The SDECE also attempted to arm opposition figures in Guinea and organise them into paramilitaries that would lead to civil war. However, the operation suffered a number of leaks, and soon, Guinea issued a number of official complaints against France. On 10 May 1960, the Senegalese police seized a large weapons shipment headed for Guinea—a weapons shipment that had been organised by the French government under Opération Persil. The Senegalese government, headed by Prime Minister Mamadou Dia, launched an official investigation into the affair and sent an official complaint to the French government. The French government later abandoned the operation.

According to Maurice Robert, then director of the SDECE’s African section, France launched a series of covert actions employing local mercenaries “with the aim of creating a climate of insecurity and, if possible, overthrowing Sékou Touré.” Maurice Robert confessed in an interview released in 2004:We had to destabilize Sékou Touré, make him vulnerable and unpopular, and facilitate the opposition's seizure of power. (…) An operation of this scale involves several phases: gathering and analyzing intelligence, developing an action plan based on this intelligence, studying and implementing logistical resources, and adopting measures to carry out the plan. (…) With the help of Guinean exiles who had taken refuge in Senegal, we also organized opposition guerrilla groups in the Fouta Djallon region. These groups were led by French experts in clandestine operations. We armed and trained these Guinean opposition members, many of whom were Fulani, to create a climate of insecurity in Guinea and, if possible, to overthrow Sékou Touré. (…) Among these destabilizing actions, I can cite the “Persil” operation, for example, which consisted of introducing a large quantity of counterfeit Guinean banknotes into the country with the aim of destabilizing the economy.Robert later described the operation as “a total success,” claiming that Guinea’s already fragile economy “never fully recovered.” He maintained that the goal of Opération Persil was not merely to punish Touré for breaking with France, but to prevent the Soviet Union and other Eastern bloc countries from gaining a foothold in Guinea and using it as a base for spreading communist influence in West Africa.

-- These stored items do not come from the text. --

PR #634, opened 2024-10-09
feat: make block observer + signer + coordinator more robust

cylewitruk:
## Description

Removes error propagation in the block observer, transaction signer & coordinator event loops, logging the error and waiting for the next run (as these errors can be temporary) instead of causing the signer to shutdown.

This is primarily a problem when bootstrapping because DKG hasn't yet been run, and then we hit an error regarding this and the signer immediately shuts down (which in turn makes it impossible to run DKG).

## Changes

As described in description; error propagation for these event loops are largely removed (we may want to match on some specific truly-fatal errors later, but now it will just keep retrying).

## Testing Information

Nothing special, has been run against devenv.

## Checklist:

### DIFF
--- a/signer/src/block_observer.rs
+++ b/signer/src/block_observer.rs
@@ -121,18 +121,38 @@ where
         // early.
         let run = async {
             while let Some(new_block_hash) = self.bitcoin_blocks.next().await {
-                self.load_latest_deposit_requests().await?;
+                if let Err(error) = self.load_latest_deposit_requests().await {
+                    tracing::warn!(%error, "could not load latest deposit requests from Emily");
+                }
 
                 // TODO: What to do when `new_block_hash?` errors? Perhaps we can
                 // handle this within a failover-stream if this indicates a problem
                 // with the stream, and then we change this back to a plain `BlockHash`
                 // instead of a `Result<>`.
-                for block in self.next_blocks_to_process(new_block_hash?).await? {
-                    self.process_bitcoin_block(block).await?;
-                }
+                match new_block_hash {
+                    Ok(new_block_hash) => {
+                        tracing::info!(%new_block_hash, "observed new bitcoin block from stream");
 
-                self.context
-                    .signal(SignerEvent::BitcoinBlockObserved.into())?;
+                        match self.next_blocks_to_process(new_block_hash).await {
+                            Ok(next_blocks_to_process) => {
+                                for block in next_blocks_to_process {
+                                    if let Err(error) = self.process_bitcoin_block(block).await {
+                                        tracing::warn!(%error, "could not process bitcoin block");
+                                    }
+                                }
+
+                                self.context
+                                    .signal(SignerEvent::BitcoinBlockObserved.into())?;
+                            }
+                            Err(error) => {
+                                tracing::warn!(%error, "could not get next blocks to process");
+                            }
+                        }
+                    }
+                    Err(error) => {
+                        tracing::warn!(%error, "error decoding new bitcoin block hash from stream");
+                    }
+                }
             }
 
             Ok::<_, Error>(())
--- a/signer/src/block_observer.rs
+++ b/signer/src/block_observer.rs
@@ -116,43 +116,39 @@ where
     pub async fn run(mut self) -> Result<(), Error> {
         let mut term = self.context.get_termination_handle();
 
-        // TODO: We need to revisit all of the `?`'s in this function to ensure
-        // that we don't accidentally kill the signer by exiting this function
-        // early.
         let run = async {
             while let Some(new_block_hash) = self.bitcoin_blocks.next().await {
                 if let Err(error) = self.load_latest_deposit_requests().await {
                     tracing::warn!(%error, "could not load latest deposit requests from Emily");
                 }
 
-                // TODO: What to do when `new_block_hash?` errors? Perhaps we can
-                // handle this within a failover-stream if this indicates a problem
-                // with the stream, and then we change this back to a plain `BlockHash`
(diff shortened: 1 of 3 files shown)


signer/src/block_observer.rs
```diff
@@ -121,18 +121,38 @@ where
...
+                    tracing::warn!(%error, "could not load latest deposit requests from Emily");
+                }
 
                 // TODO: What to do when `new_block_hash?` errors? Perhaps we can
                 // handle this within a failover-stream if this indicates a problem
                 // with the stream, and then we change this back to a plain `BlockHash`
                 // instead of a `Result<>`.
-                for block in self.next_blocks_to_process(new_block_hash?).await? {
-                    self.process_bitcoin_block(block).await?;
+                match new_block_hash {
```
matteojug, line 132: nit: we could save a couple of indentations to improve readability here with a couple of early returns (continues)

signer/src/block_observer.rs
```diff
@@ -121,18 +121,38 @@ where
...
+                    Ok(new_block_hash) => {
+                        tracing::info!(%new_block_hash, "observed new bitcoin block from stream");
+
+                        match self.next_blocks_to_process(new_block_hash).await {
+                            Ok(next_blocks_to_process) => {
+                                for block in next_blocks_to_process {
+                                    if let Err(error) = self.process_bitcoin_block(block).await {
+                                        tracing::warn!(%error, "could not process bitcoin block");
```
matteojug, line 140: nit: add block id to the `warn!`

signer/src/transaction_signer.rs
```diff
@@ -169,7 +169,9 @@ where
 
                 // If we've observed a new block, we need to handle any new requests.
                 if new_block_observed {
-                    self.handle_new_requests().await?;
+                    if let Err(error) = self.handle_new_requests().await {
+                        tracing::warn!(%error, "error handling new requests; skipping this round");
+                    }
```
matteojug, line 174: we are not skipping the round here (not sure if we should though)

matteojug (approved):

signer/src/block_observer.rs
AshtonStephens: +1 on the early returns, but for the sake of time I'd settle for this in the comment above:

```
// TODO: Return early to save indentations in the following code.
```

signer/src/transaction_signer.rs
cylewitruk: i guess i meant more that we're skipping "handling new requests" for this round

signer/src/block_observer.rs
AshtonStephens: I took a quick crack at it, thoughts on this:

```rust
        // TODO: We need to revisit all of the `?`'s in this function to ensure
        // that we don't accidentally kill the signer by exiting this function
        // early.
        let run = async {
            while let Some(maybe_new_block_hash) = self.bitcoin_blocks.next().await {
                // TODO: What to do when `new_block_hash?` errors? Perhaps we can
                // handle this within a failover-stream if this indicates a problem
                // with the stream, and then we change this back to a plain `BlockHash`
                // instead of a `Result<>`.
                self.load_latest_deposit_requests().await
                    .inspect_err(|error| tracing::warn!(%error, "could not load latest deposit requests from Emily"))?;
                let new_block_hash = maybe_new_block_hash
                    .inspect_err(|error| tracing::warn!(%error, "could not get next blocks to process"))?;
                tracing::info!(%new_block_hash, "observed new bitcoin block from stream");
                let next_blocks_to_process = self.next_blocks_to_process(new_block_hash).await
                    .inspect_err(|error| tracing::warn!(%error, "could not get next blocks to process"))?;
                for block in next_blocks_to_process {
                    if let Err(error) = self.process_bitcoin_block(block).await {
                        tracing::warn!(%error, "could not process bitcoin block");
                    }
                }
                self.context.signal(SignerEvent::BitcoinBlockObserved.into())?;
            }

            Ok::<_, Error>(())
        };
```

AshtonStephens (approved):
If we don't have time to fix up the formatting I'm happy to have this merged in.

signer/src/transaction_coordinator.rs
```diff
@@ -138,7 +138,12 @@ where
                     // signer indicating that it has handled new requests.
                     Ok(SignerSignal::Event(SignerEvent::TxSigner(TxSignerEvent::NewRequestsHandled))) => {
                         tracing::debug!("received block observer notification");
-                        self.process_new_blocks().await?;
+                        match self.process_new_blocks().await {
+                            Ok(_) => continue,
+                            Err(error) => {
+                                tracing::error!(?error, "error processing new blocks; skipping this round");
+                            },
+                        };
```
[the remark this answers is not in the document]
cylewitruk: Good one :+1: [048b329](https://github.com/stacks-network/sbtc/pull/634/commits/048b32963283725d4555891d4310a1c44291d348)

signer/src/block_observer.rs
cylewitruk: [048b329](https://github.com/stacks-network/sbtc/pull/634/commits/048b32963283725d4555891d4310a1c44291d348)

signer/src/block_observer.rs
cylewitruk: Haha, had zero focus on formatting for this PR. Refactored in [048b329](https://github.com/stacks-network/sbtc/pull/634/commits/048b32963283725d4555891d4310a1c44291d348)

AshtonStephens: Lol, sorry for the nits!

== Aftermath and legacy ==
The consequences of Opération Persil were long-lasting. Guinea’s currency suffered severe depreciation, and the prices of essential goods rose sharply. Despite these setbacks, the Guinean government maintained its monetary independence, renaming its currency the 'syli' between 1972 and 1986, and refused to rejoin the franc zone. Diplomatic relations between Guinea and France continued to deteriorate and were formally severed in November 1965. They were not restored until 14 July 1975, following the deaths of Charles de Gaulle and his successor Georges Pompidou, and the political departure of Jacques Foccart.

The eventual failure of the operation to overthrow the Guinean government ultimately led to Touré cracking down against political dissidents and those opposed to Guinean independence. It also solidified Touré relationship with the Eastern bloc countries.